Constructing the Counter is O(n) in terms of y's length, iterating x is O(n) in terms of x's length, and Counter membership testing and mutation are O(1), while list.append is amortized O(1) (a given append can be O(n), but for many appends, the overall big-O averages O(1) since fewer and fewer of them require a reallocation), so the overall work done is O(m + n).

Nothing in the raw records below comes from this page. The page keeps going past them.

PR #1817, opened 2020-07-21
Axon upload/download HTTP APIs

mikemoritz:


synapse/axon.py
```diff
@@ -169,6 +236,10 @@ async def _initBlobStor(self):
         self.blobs = self.blobslab.initdb('blobs')
         self.onfini(self.blobslab.fini)
 
+    def _initAxonHttpApi(self):
+        self.addHttpApi('/api/v1/axon/files', AxonFilesHttpV1, {'cell': self})
```
invisig0th, line 240: just to leave some wiggle room `api/v1/axon/files/put`

synapse/axon.py
```diff
@@ -169,6 +236,10 @@ async def _initBlobStor(self):
...
+        self.addHttpApi('/api/v1/axon/files/(.*)', AxonFileHttpV1, {'cell': self})
```
invisig0th, line 241: similarly `api/axon/v1/files/by/sha256/` and we could tighten down the regex too :)

mikemoritz: Updated.

PR #1819, opened 2020-07-23
Add layer cloning

Cisphyx:


synapse/cortex.py
```diff
@@ -2495,6 +2499,52 @@ async def _initCoreLayers(self):
...
+        copyinfo = await copynode.dict()
+        for name, valu in layrinfo.items():
+            await copyinfo.set(name, valu)
+
+        await copyinfo.set('iden', newiden)
+
+        copylayr = await self._initLayr(copyinfo)
+
+        creator = copyinfo.get('creator')
+        user = await self.auth.reqUser(creator)
```
jnwatson, line 2543: There's an interesting requirements question here. Should the old creator be the new creator or the cloner?

synapse/lib/layer.py
```diff
@@ -1026,6 +1026,17 @@ async def truncate(self):
...
+    async def clone(self, newdirn):
+
+        path = s_common.genpath(newdirn, 'layer_v2.lmdb')
+        await self.layrslab.copyslab(path)
+
+        nodedatapath = s_common.genpath(newdirn, 'nodedata.lmdb')
+        await self.dataslab.copyslab(nodedatapath)
+
+        editspath = s_common.genpath(newdirn, 'nodeedits.lmdb')
+        await self.nodeeditslab.copyslab(editspath)
```
jnwatson, line 1038: There's a little race here. We should discuss whether it is worth worrying about.

synapse/tests/test_lib_lmdbslab.py
```diff
@@ -1157,6 +1157,25 @@ async def test_lmdbslab_doubleopen(self):
...
+
+            async with await s_lmdbslab.Slab.anit(path) as slab:
+                foo = slab.initdb('foo')
+                slab.put(b'\x00\x01', b'hehe', db=foo)
+
+                await slab.copyslab(copypath)
+
+                async with await s_lmdbslab.Slab.anit(copypath) as slabcopy:
+                    foo = slabcopy.initdb('foo')
+                    self.eq(b'hehe', slabcopy.get(b'\x00\x01', db=foo))
```
jnwatson, line 1175: For good measure, make sure the opts.yaml got copied.

synapse/cortex.py
```diff
@@ -2495,6 +2499,52 @@ async def _initCoreLayers(self):
...
+        newpath = s_common.gendir(self.dirn, 'layers', newiden)
+        await layr.clone(newpath)
+
+        node = await self.hive.open(('cortex', 'layers', iden))
+        copynode = await self.hive.open(('cortex', 'layers', newiden))
+
+        layrinfo = await node.dict()
+        copyinfo = await copynode.dict()
+        for name, valu in layrinfo.items():
+            await copyinfo.set(name, valu)
```
jnwatson, line 2536: Technically, there's a small race here (since someone else might be manipulating the layer here). Not sure if it is worth worrying about.

synapse/tests/test_lib_lmdbslab.py
Cisphyx: Added a check for it.

synapse/cortex.py
invisig0th: I think we can let that one go

synapse/cortex.py
invisig0th: the cloner should def be the creator of the new layer

synapse/cortex.py
```diff
@@ -703,7 +703,10 @@ async def disableMigrationMode(self):
 
     @s_cell.adminapi()
     async def cloneLayer(self, iden):
-        return await self.cell.cloneLayer(iden, cloner=self.user.iden)
+        ldef = {
```
jnwatson, line 706: pretty please could I get an optional ldef parameter added here?

Cisphyx: added

PR #1820, opened 2020-07-23
initial model for prices, currencies, securities and exchanges

invisig0th:


synapse/common.py
```diff
@@ -145,6 +146,13 @@ def intify(x):
     except (TypeError, ValueError):
         return None
 
+hugectx = decimal.Context(prec=15)
+def hugenum(valu):
+    '''
+    Return a decimal.Decimal with proper precision for use as a synapse hugenum.
+    '''
+    return decimal.Decimal(valu, context=hugectx)
```
jnwatson, line 154: don't we want to range check here?

PR #1821, opened 2020-07-27
added author field to yara rules

invisig0th:


synapse/models/infotech.py
```diff
@@ -966,6 +966,8 @@ def getModelDefs(self):
                         'doc': 'The yara rule text.'}),
                     ('name', ('str', {}), {
                         'doc': 'The name of the yara rule.'}),
+                    ('author', ('ps:contact', {}), {
+                        'Contact info for the author of the yara rule.'}),
```
Cisphyx, line 970: need a 'doc':

invisig0th: OMG THANKS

You can also test for to determine if there were any elements in y that were not removed from x by testing:

remaining = +remaining  # Removes all keys with zero counts from Counter
if remaining:
    # remaining contained elements with non-zero counts

Looking up values in sets are faster than looking them up in lists:

[item for item in x if item not in set(y)]

I believe this will scale slightly better than:

[item for item in x if item not in y]

Both preserve the order of the lists.


I think the easiest way to achieve this is by using set().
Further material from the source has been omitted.